O'Brien arrived at Stepping Hill Hospital as the injured were arriving. She headed to the surgical ward, where she's a nurse, to open up the operating rooms. The people who had shrapnel from the bomb rip through their limbs would spend much of the night being stitched up.

"[It was] absolutely awful, really. I've worked in [operating] theatres for 28 years and these are the worst injuries that I've ever personally seen," O'Brien tells As It Happens host Carol Off.

Two women wrapped in thermal blankets stand near the Manchester Arena after the bombing at a concert on May 23, 2017. (Andrew Yates/Reuters)

"The pieces of shrapnel, large nuts and bolts, sort of an inch across maybe, they're travelling at high speeds, so they go into a limb and out the other side and just cause trauma all the way through ... The magnitude of it was quite shocking, even more so because you knew that this was a deliberate action."

"It must have taken great strength from her. I'll always remember her.- Joe O'Brien

O'Brien was part of a team that performed surgery on a woman with shrapnel embedded in her legs. Before the injured patient went under anesthetic, she smiled at O'Brien and thanked her. The woman smiled again after the operation when her husband arrived, O'Brien believes, to reassure him.

Women pay their respects to all those affected by the bomb attack, following a vigil in central Manchester, Britain May 23, 2017. (Peter Nicholls/Reuters)

"She was an absolutely inspirational person to me," O'Brien said. "It must have taken great strength from her. I'll always remember her.
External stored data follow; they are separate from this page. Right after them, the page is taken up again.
PR #688, opened 2024-03-18
feat(docs)!: rework bundling of shared docs

tigarmo:
This PR re-organizes the docs/ folder to share *most* of the rst files. Moving forward, the expectation is that new content will be written inside of docs/common/craft-parts/ if there is any expectation at all that downstream applications will want to include it in their own docs. The idea is to keep to the /common/craft-parts/ folder so that both Craft Parts and applications can refer to the docs using the same path,  without overlaps/conflicts.

Not everything is shared - some docs are kept in Craft Parts as they are not meant to be consumed by users of downstream applications. Some examples:

- Class references to Craft-parts internals;
- Docs about using ``craft-parts`` directly from the command line;
- "Meta documentation" about documenting the library itself;
- Front-page and tables of contents that structure Craft Parts' own docs.

-----

This PR is split over multiple commits to simplify review. The first commit has most of the changes but they are all shuffling files around.


docs/conf.py
```diff
@@ -81,10 +81,17 @@
     "**venv",
     "base",
     "sphinx-resources",
+    # These RST files are explicitly excluded here because they are included by
+    # other files - without this exclusion, Sphinx will complain about duplicate
+    # labels.
+    "common/craft-parts/explanation/overlay_parameters.rst",
```
lengau, line 87: Can we exclude these with `common/**`?

lengau (approved):
Looks good! One idea for potential future proofing, but I'm not sure whether it's reasonable.

docs/conf.py
tigarmo: We could, but I think that has more drawbacks than advantages. An advantage of having to spell out every file is that sphinx will then complain if you add a file in `common/` but forget to reference it in a TOC. This actually made me realize that a bunch of how-tos and explanations had never been linked in [rockcraft's docs](https://github.com/canonical/rockcraft/pull/515/files#diff-c92bad01f08eb61a41f190d07ad34d0829592613d9336e342083237faabdcc91R11), for example.

syu-w (approved):

docs/conf.py
lengau: Yep, agreed. Thanks for the explanation

PR #689, opened 2024-03-18
fix(organize): use the part's install directories

mr-cal:

-----

Fixes an issue discovered via https://github.com/canonical/snapcraft/pull/4654 where `organize_files()` would organize in the `cwd` instead of the project's `base_dir`.

The problem was that `organize_files()` was redefining a part's install directories incorrectly by creating relative filepaths.  

To fix this, `organize_files` now accepts the part's install directories instead of redefining them.


sergiusens (approved):
thank you very much!

PR #721, opened 2024-04-26
fix(part_handler): fetch correct target stage packages

dilyn-corner:

-----

This is a partial attempt at fixing https://github.com/canonical/snapcraft/issues/4542 specifically [Alex's comment](https://github.com/canonical/snapcraft/issues/4542#issuecomment-1934943478).

Note that this change does not take into consideration cases where the stage package is only available for `architecture: all`.

### DIFF
--- a/craft_parts/executor/part_handler.py
+++ b/craft_parts/executor/part_handler.py
@@ -898,7 +898,7 @@ class PartHandler:
             fetched_packages = packages.Repository.fetch_stage_packages(
                 cache_dir=step_info.cache_dir,
                 package_names=stage_packages,
-                arch=step_info.host_arch,
+                arch=step_info.target_arch,
                 base=step_info.base,
                 stage_packages_path=self._part.part_packages_dir,
             )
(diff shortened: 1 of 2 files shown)


lengau (approved):

lengau:
Adding @mr-cal specifically since he probably has context on what else we need to do to fix this before we merge. (See: https://github.com/canonical/craft-parts/pull/258)

lengau:
We'll need to ensure we test for regressions against LP #[1983009](https://bugs.launchpad.net/snapcraft/+bug/1983009) before merging

mr-cal (commented):
As discussed in a call with @dilyn-corner a few weeks ago and in a few chats, I have two concerns here:

1. We need a design that does not change this behavior for existing applications.  For example, we don't want the behavior for core22 snaps to change.
2. We retracted this change when core22 was getting released. @cmatsuoka was working with someone in Canonical who maintains the archives on an issue where `dpkg --add-architecture` would be misinformed by the archives that packages were available for an architecture when they were not.  I don't believe that issue was solved.  We will need to thoroughly test staging packages inside the same architecture families (stage `armhf` in an `arm64` build environment) and across families (e.g. stage a `riscv64` package in an `amd64` build environment).

mr-cal:
Related: https://github.com/canonical/craft-archives/issues/104

cmatsuoka:
The main archive metadata was (still is?) misleading. Some architectures are moved to a separate server after the metadata is already generated, so the metadata lists content that's not actually there.

PR #737, opened 2024-05-20
feat: use debian architecure names in api

cmatsuoka:
Normalize architecture names across APIs to use Debian names instead
of Python machine names. Debian names are used in build-on/build-for
entries, and by using them in the public API we also avoid the need
to handle unexpected architecture name variations that sometimes appear
when using Python machine names.

-----


tests/integration/lifecycle/test_lifecycle.py
```diff
@@ -369,7 +369,7 @@ def setup(self, new_dir, partitions):
             parts,
             application_name="test_update",
             cache_dir=new_dir,
-            arch="aarch64",
+            arch="amd64",
```
lengau, line 372: This is a behavioural change on the tests (arm64 -> amd64). I'm not sure it matters much, but I figured I'd call it out for examination.

lengau (approved):

tests/integration/lifecycle/test_lifecycle.py
cmatsuoka: Ooo ops this is a typo. Thanks for spotting it.

mr-cal (approved):

PR #740, opened 2024-05-22
sources: add 7z source handler

liushuyu:

-----

Allow parts to specify 7z sources. Based on the implementation from Snapcraft.

Supersedes #232. The changes from #232 include:

- Use better maintained upstream 7zip version instead of defunct `p7zip` package
- Switch linter annotations from Pylint to Ruff
- Use `-o` path option instead of using `cwd=` option in `subprocess.run`


.github/workflows/tests.yaml
```diff
@@ -142,7 +142,7 @@ jobs:
       - name: Install additional test dependencies
         run: |
 
-          sudo apt install -y ninja-build cmake scons qt5-qmake \
+          sudo apt install -y ninja-build cmake scons qt5-qmake p7zip-full \
```
lengau, line 145:
```suggestion
          sudo apt install -y ninja-build cmake scons qt5-qmake p7zip \
```

Let's ensure this works with just a basic 7-zip

lengau (approved):

.github/workflows/tests.yaml
liushuyu: Done

PR #742, opened 2024-05-23
chore: move python version compatibility to 3.10

### LINKED ISSUE #729: Bump minimum Python version to 3.10
### What needs to get done

Bump minimum Python version to 3.10

### Why it needs to get done

Because.

cmatsuoka:

-----

### DIFF
--- a/craft_parts/plugins/rust_plugin.py
+++ b/craft_parts/plugins/rust_plugin.py
@@ -21,7 +21,7 @@ import os
 import re
 import subprocess
 from textwrap import dedent
-from typing import TYPE_CHECKING, Any, Dict, List, Optional, Set, cast
+from typing import TYPE_CHECKING, Any, cast
 
 from overrides import override
 from pydantic import conlist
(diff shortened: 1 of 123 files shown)


cmatsuoka:
Rebased on features/2.0

mr-cal (approved):
Looks good, a few non-blocking thoughts:

1. Can you use `from collections import namedtuple` instead of `from typing import NamedTuple`?
2. There's a leftover `Optional` here: https://github.com/canonical/craft-parts/blob/78bbc6a98dd9ea495487fd580ef7a7eefbaa274b/craft_parts/overlays/layers.py#L45
3. There's a leftover `Union` here: https://github.com/canonical/craft-parts/blob/78bbc6a98dd9ea495487fd580ef7a7eefbaa274b/craft_parts/packages/apt_cache.py#L395

lengau:
Re: @mr-cal 's #1: I don't like the location of `typing.NamedTuple`, but it's better to use when we're using strong typing. Ideally we'd replace most or all of these with dataclasses in a separate PR.

craft_parts/plugins/rust_plugin.py
```diff
@@ -37,7 +37,7 @@
 # see https://github.com/samuelcolvin/pydantic/issues/975#issuecomment-551147305
 # The proper fix requires Python 3.9+ (needs `typing.Annotated`)
 if TYPE_CHECKING:
```
lengau, line 39: GitHub's not letting me apply the suggestion to the full thing, but:

```suggestion
UniqueStrList Annotated[liststr], conlist(str, unique_items=True)]
```

lengau (approved):
LGTM! The one thing I caught doesn't really need changing because it goes away with pydantic 2 anyway.

cmatsuoka:
Removed remaining `Optional` and `Union` instances, typing adjustments to be handled separately.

That's the sort of positive thing that I like to think comes out of an event like this ... I was just a little part of a big team that helped that lady, but I've got absolutely no doubt that somebody like that wouldn't even think twice about helping me."

The woman underwent a second surgery on Thursday, but is recovering well.

As for O'Brien, it wasn't until her shift was over that she was able to react to the horror of the attack.

Charlotte Campbell, mother of Manchester Arena attack victim Olivia Campbell, and stepfather Paul Hodgson at a vigil in central Manchester, Britain May 25, 2017. (Stefan Wermuth/Reuters)

"I did have a really good cry the next morning," she said.

"I put the news on to see what actually happened and I saw this poor, poor lady asking for information about her daughter, who she couldn't find, and ... it took me back to how frightened I was for Declan, my son, when I woke up and heard [the news] on the radio."

A police cordon blocks a street near the Manchester Arena in Manchester, Britain May 24, 2017. (Jon Super/Reuters)

Her other moment of reckoning was when the police asked her team to preserve the wounded people's clothing and belongings in bags — along with the uncleaned metal pieces they had removed from their patients' bodies.

"It would be needed for evidence," she said."That brought it home that it was a criminal act, that somebody had done it and there was evidence."